═════ ENTRIES PROVIDED
PR #301, opened 2024-07-10
feat(rootkeys): add new constructor for root key store

jack-w-shaw:
Previously, the only constructor we had for bakery.RootkeyStore took in a Backing, but if that backing also implements ContextBacking, we prefer that backing.

Changes being made in Juju mean tha we naturally wish to implement ContextBacking. Our db methods require a context. However, to make use of the existing NewStore constructor, we would need to implement stub methods without contexts.

We do not wish to expose these.

Add a new constructor which directly takes in a ContextBacking as it's backing. This means we will no longer need to implement stub context-less methods.

## QA Steps

In tests, all we wish to assert is that we can construct a functioning RootKeyStore without implementing `GetKey`, etc.

Add a unit test and a fake backing to test this.

```
go test ./bakery/dbrootkeystore/...
```


SimonRichardson (approved):
In the future, we might want to start dropping the Backing interface in favor of the ContextBacking.

kian99 (approved):

bakery/dbrootkeystore/rootkey_test.go
```diff
@@ -422,30 +422,66 @@ func TestContextBackingTakesPrecedence(t *testing.T) {
 	c.Assert(key1, qt.DeepEquals, key2)
 }
 
-type contextBacking struct {
+type fullContextBacking struct {
 	b dbrootkeystore.Backing
 }
 
-func (b contextBacking) GetKey(id []byte) (dbrootkeystore.RootKey, error) {
+func (b fullContextBacking) GetKey(id []byte) (dbrootkeystore.RootKey, error) {
```
alesstimec, line 429: perhaps a godoc explaining why this is returning an error for posterity..

alesstimec (approved):
LGTM, but naming is becoming a bit of a mess..

alesstimec:
> In the future, we might want to start dropping the Backing interface in favor of the ContextBacking.

Hopefully juju won’t be using macaroons much longer :)

PR #414, opened 2022-11-17
Rename ioccc_test/ to test_ioccc/ + bug fixes

xexyl:
As suggested on GitHub I have renamed the subdirectory. Because of the rename there are a lot of changes in this commit.

I also fixed some failures of some scripts that occurred under some systems and conditions.


xexyl:
Sorry for the delay .. I mean I know it's not a big deal but I did indeed end up going afk a short bit. This should be good now but I'm happy to fix any problems that might show up due to the nature of the changes.

Doing something else now.

lcn2:
Thanks 🙏 @xexyl

xexyl:
> Thanks 🙏 @xexyl

Sure .. let me know if you encounter any issues. I'm pretty tired right now but I should be here a while yet. Was looking at man2html related things. Will post a link in that thread and then going to do something else entirely.

PR #415, opened 2022-11-18
Make make silent if nothing to be done + add option nounput to scanner

xexyl:


lcn2:
good idea @xexyl

xexyl:
> good idea @xexyl

Yes. Makes it a bit cleaner in output.

Hope you had a nice sleep. I'm unfortunately having a difficult day. Was getting up (or standing up) and had a spasm so my back is a mess right now. Important to be sitting up but it's not so easy. Hopefully tomorrow will be better.

That's not why I've not done anything else today mind you but it's not pleasant either. Hope you have a great day!

PR #420, opened 2022-11-20
Makefiles clean up and fixes

xexyl:
Fix 'No rule to make target `jparse/Makefile', needed by `jparse'' in Makefile.

Fix strange issue where running make clobber would pass to rm -f -f instead of just -f. I'm not even sure why this happened - I don't have the time or energy to try figuring it out. It seems odd because there's no reference to -f -f in any file. It did not occur with the dbg subdirectory but it does with soup and test_ioccc/. The fix was removing the single -f from the rm invocation in those Makefiles. It's very funny because even after removing the -f from the invocation in e.g. soup/Makefile if one does `cd soup; make clobber' you'll see that it does in fact run rm -f.

### DIFF
--- a/Makefile
+++ b/Makefile
@@ -417,7 +417,7 @@ jparse.tab.o: jparse.tab.c Makefile
 jparse_main.o: jparse_main.c Makefile
 	${CC} ${CFLAGS} jparse_main.c -c
 
-jparse: jparse/jparse.h jparse/jparse.l jparse/jparse.y jparse/Makefile
+jparse: jparse/jparse.h jparse/jparse.l jparse/jparse.y
 	@${MAKE} -C jparse CFLAGS="${CFLAGS} -Wno-unused-function -Wno-unneeded-internal-declaration"
 	@${CP} -f jparse/jparse.1 man/jparse.1
 	@${CP} -f jparse/jparse_test.8 man/jparse_test.8
@@ -806,7 +806,7 @@ legacy_clean:
 	${RM} -f jauthchk.o jinfochk.o
 
 clean: clean_generated_obj legacy_clean
-	${RM} -f ${OBJFILES}
+	${RM} -f ${OBJFILES} *.o
 	${RM} -f ${GENERATED_OBJ}
 	${RM} -f ${LESS_PICKY_OBJ}
 	${RM} -rf ${DSYMDIRS}
@@ -825,6 +825,7 @@ clobber: clean prep_clobber
 	${MAKE} -C dbg clobber
 	${MAKE} -C test_ioccc clobber
 	${MAKE} -C soup clobber
+	${MAKE} -C jparse clobber
 
 distclean nuke: clobber
 
--- a/soup/Makefile
+++ b/soup/Makefile
@@ -46,10 +46,10 @@ soup:
 	fi
 
 clean:
-	${RM} -f *.o
+	${RM} *.o
 
 clobber: clean
-	${RM} -f .soup
+	${RM} .soup
 
 install: all
 	@${ECHO} "nothing to $@. Try eating the soup instead."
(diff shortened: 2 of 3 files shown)


lcn2:
> Fix 'No rule to make target `jparse/Makefile', needed by `jparse'' in Makefile.
> 
> Fix strange issue where running make clobber would pass to rm -f -f instead of just -f. I'm not even sure why this happened - I don't have the time or energy to try figuring it out. It seems odd because there's no reference to -f -f in any file. It did not occur with the dbg subdirectory but it does with soup and test_ioccc/. The fix was removing the single -f from the rm invocation in those Makefiles. It's very funny because even after removing the -f from the invocation in e.g. soup/Makefile if one does `cd soup; make clobber' you'll see that it does in fact run rm -f.

We are not sure how the extra `-f` was added.  However we are not certain that this fix addresses the problem properly.

Moreover the use of `rm .. *.o` is sort of a "sledgehammer" approach to the problem that should be avoided in possible.

We are going to reluctantly accept this pull request and then try to fix the problem directly.

lcn2:
Well this pull request was a bad idea it seems:

```sh
$ make clobber
...
make -C test_ioccc clobber
rm -f *.o
rm -f utf8_test jnum_chk dyn_test
make -C soup clobber
rm -f *.o
rm -f .soup
make -C jparse clobber
make[1]: *** No rule to make target `clobber'.  Stop.
make: *** [clobber] Error 2
zsh: exit 2     make clobber
```

lcn2:
We reverted this pull request.

lcn2:
There is no `jparse/Makefile` checked in, BTW.

xexyl:
> There is no `jparse/Makefile` checked in, BTW.

That could have been easily fixed though. I have a copy of it at least. Strange that I didn't add it. Must have been because yesterday was kind of hectic.

xexyl:
> Well this pull request was a bad idea it seems:
> 

The problem was I forgot, it seems, to add the Makefile. For those rules do exist on my end. Still though the idea you had about a static library is a great idea.

> ```shell
> $ make clobber
> ...
> make -C test_ioccc clobber
> rm -f *.o
> rm -f utf8_test jnum_chk dyn_test
> make -C soup clobber
> rm -f *.o
> rm -f .soup
> make -C jparse clobber
> make[1]: *** No rule to make target `clobber'.  Stop.
> make: *** [clobber] Error 2
> zsh: exit 2     make clobber
> ```

Again that's just because I forgot to add the Makefile. Would have been easy to fix that part.

xexyl:
> > Fix 'No rule to make target `jparse/Makefile', needed by `jparse'' in Makefile.
> > Fix strange issue where running make clobber would pass to rm -f -f instead of just -f. I'm not even sure why this happened - I don't have the time or energy to try figuring it out. It seems odd because there's no reference to -f -f in any file. It did not occur with the dbg subdirectory but it does with soup and test_ioccc/. The fix was removing the single -f from the rm invocation in those Makefiles. It's very funny because even after removing the -f from the invocation in e.g. soup/Makefile if one does `cd soup; make clobber' you'll see that it does in fact run rm -f.
> 
> We are not sure how the extra `-f` was added. However we are not certain that this fix addresses the problem properly.
> 
Actually I agree and wanted to look at it more. I think it was that a Makefile (or maybe two) need a clean up. Or I should say needed a clean up.

> Moreover the use of `rm .. *.o` is sort of a "sledgehammer" approach to the problem that should be avoided in possible.
> 
> We are going to reluctantly accept this pull request and then try to fix the problem directly.

Well I did ask you for that reason - I thought that that was what you wanted though. Maybe you thought it over again? Well anyway I'll take this time to work on other things. Some here but other things as well.

Have a great time in Canada - and a safe time! And a happy holiday too! Stay safe.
══════════
State the number of lines in the data that include the string "also", and add nothing else.

2